PR #128, opened 2018-07-28
Disable MSVC warning 4996 for strncpy in ClmFile

### LINKED ISSUE #125: Handle MSVC warning when calling strncpy in ClmFile.cpp
Within ClmFile.cpp, MSVC posts a warning, requesting strncpy be switched to strncpy_s since it is a 'safer' alternative. I'd like to silence this warning.

strncpy_s differs in execution from strncpy in that it does not continue writing zeroes to pad up to count. I think we discussed wanting this behavior, writing zeros to pad to the count. I'm not sure why this matters though. In this case we initialized IndexEntries ourselves so there shouldn't be any nefarious data to overwrite inside of IndexEntries[i].filename. 

Oddly though, even after I add the header string.h on MSVC, I have to call strncpy_s without prepending std:: to it. MSVC refuses to recognize std::strncpy_s.

If there is a legitimate reason to use strncpy over strncpy_s here, I can push a preprocessor directive to ignore the warning.

Explaining strncpy_s from https://en.cppreference.com/w/c/string/byte/strncpy
> Same as (1), except that the function does not continue writing zeroes into the destination array to pad up to count, it stops after writing the terminating null character (if there was no null in the source, it writes one at dest[count] and then stops). Also, the following errors are detected at runtime and call the currently installed constraint handler function: 
> * src or dest is a null pointer 
> * destsz or count is zero or greater than RSIZE_MAX 
> * count is greater or equal destsz, but destsz is less or equal strnlen_s(src, count), in other words, truncation would occur 
> * overlap would occur between the source and the destination strings

I'd also be open to a third alternative to strncpy or strncpy_s, since they both feel a little bit out of place to me here.

Brett208:
Closes #125

### DIFF
--- a/src/Archives/ClmFile.cpp
+++ b/src/Archives/ClmFile.cpp
@@ -273,13 +273,11 @@ namespace Archives
 		uint32_t offset = headerSize + internalNames.size() * sizeof(IndexEntry);
 		for (std::size_t i = 0; i < internalNames.size(); ++i)
 		{
-#pragma warning( push )
-#pragma warning( disable : 4996 ) // Disable MSVC warning 'strncpy': This function or variable may be unsafe. Consider using strncpy_s instead.
-			// As of 28Jul18, strncpy_s was not available on Linux.
-			
+			// Disable MSVC warning 'strncpy': This function or variable may be unsafe. Consider using strncpy_s instead.
+			// As of 28Jul18, strncpy_s was not available on Linux.		
 			// Copy the filename into the entry
+#pragma warning( suppress : 4996 )
 			std::strncpy(indexEntries[i].filename.data(), internalNames[i].data(), sizeof(IndexEntry::filename));
-#pragma warning ( pop )
 
 			// Set the offset of the file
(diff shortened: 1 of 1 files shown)


src/Archives/ClmFile.cpp
```diff
@@ -273,8 +273,13 @@ namespace Archives
 		uint32_t offset = headerSize + internalNames.size() * sizeof(IndexEntry);
 		for (std::size_t i = 0; i < internalNames.size(); ++i)
 		{
+#pragma warning( push )
+#pragma warning( disable : 4996 ) // Disable MSVC warning 'strncpy': This function or variable may be unsafe. Consider using strncpy_s instead.
```
DanRStevens: Looks correct.

This is slightly wordier than I expected it to be. I had erroneously thought the push and disable could be combined. Turns out there is an even better option though. Checking MSDN for [warning](https://msdn.microsoft.com/en-us/library/2c8f766e.aspx), I noticed there is a `suppress` option, which will push the current state, disable a warning for the next line, and then pop the state.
════════════════
- TASK
In the data above, find the line containing "-273,13 +273,11 @@ namespace Archives", then copy it and every later line exactly.

- WRITTEN RESPONSE
@@ -273,13 +273,11 @@ namespace Archives
 		uint32_t offset = headerSize + internalNames.size() * sizeof(IndexEntry);
 		for (std::size_t i = 0; i < internalNames.size(); ++i)
 		{
-#pragma warning( push )
-#pragma warning( disable : 4996 ) // Disable MSVC warning 'strncpy': This function or variable may be unsafe. Consider using strncpy_s instead.
-			// As of 28Jul18, strncpy_s was not available on Linux.
-			
+			// Disable MSVC warning 'strncpy': This function or variable may be unsafe. Consider using strncpy_s instead.
+			// As of 28Jul18, strncpy_s was not available on Linux.		
 			// Copy the filename into the entry
+#pragma warning( suppress : 4996 )
 			std::strncpy(indexEntries[i].filename.data(), internalNames[i].data(), sizeof(IndexEntry::filename));
-#pragma warning ( pop )
 
 			// Set the offset of the file
(diff shortened: 1 of 1 files shown)


src/Archives/ClmFile.cpp
```diff
@@ -273,8 +273,13 @@ namespace Archives
 		uint32_t offset = headerSize + internalNames.size() * sizeof(IndexEntry);
 		for (std::size_t i = 0; i < internalNames.size(); ++i)
 		{
+#pragma warning( push )
+#pragma warning( disable : 4996 ) // Disable MSVC warning 'strncpy': This function or variable may be unsafe. Consider using strncpy_s instead.
```
DanRStevens: Looks correct.

This is slightly wordier than I expected it to be. I had erroneously thought the push and disable could be combined. Turns out there is an even better option though. Checking MSDN for [warning](https://msdn.microsoft.com/en-us/library/2c8f766e.aspx), I noticed there is a `suppress` option, which will push the current state, disable a warning for the next line, and then pop the state.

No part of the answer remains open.